**Requirement**
What does the data read, word for word, from the line containing "import android.location.LocationManager" through its final line? Give those lines only.

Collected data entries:
┏━━

PR #330, opened 2024-06-20
ENG-8167 api 21 crash fix

kishisaka-nid:
On API 21 devices, the location service will try to invoke the onStatusChanged() method in the LocationListener. The onStatusChanged() was deprecated in API 29 and not invoked in devices at or above API29 however in testing on an API21 device, it is invoked cause the exception show below: 

`java.lang.AbstractMethodError: abstract method "void android.location.LocationListener.onStatusChanged(java.lang.String, int, android.os.Bundle)"`

To fix this we use the LocationListenerCompat which will avoid the need to implement the onStatusChanged() method for all API version down to 21. The docs specify this below: 
 
https://developer.android.com/reference/android/location/LocationListener

```Note that this method only has a default implementation on Android R and above, and this method must still be overridden in order to run successfully on Android versions below R. LocationListenerCompat from the compat libraries may be used to avoid the need to override for older platforms.```

### DIFF
--- a/NeuroID/src/main/java/com/neuroid/tracker/service/LocationService.kt
+++ b/NeuroID/src/main/java/com/neuroid/tracker/service/LocationService.kt
@@ -2,11 +2,11 @@ package com.neuroid.tracker.service
 
 import android.annotation.SuppressLint
 import android.content.Context
-import android.location.LocationListener
 import android.location.LocationManager
 import android.os.Handler
 import android.os.HandlerThread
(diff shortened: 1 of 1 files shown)


cometman (approved):

priya-xavier (approved):

priya-xavier:
Tested on API 21, 28, 31 and 33. Working as expected.

kevinsites (approved):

┗━━

**Your solution**
 import android.location.LocationManager
 import android.os.Handler
 import android.os.HandlerThread
(diff shortened: 1 of 1 files shown)


cometman (approved):

priya-xavier (approved):

priya-xavier:
Tested on API 21, 28, 31 and 33. Working as expected.

kevinsites (approved):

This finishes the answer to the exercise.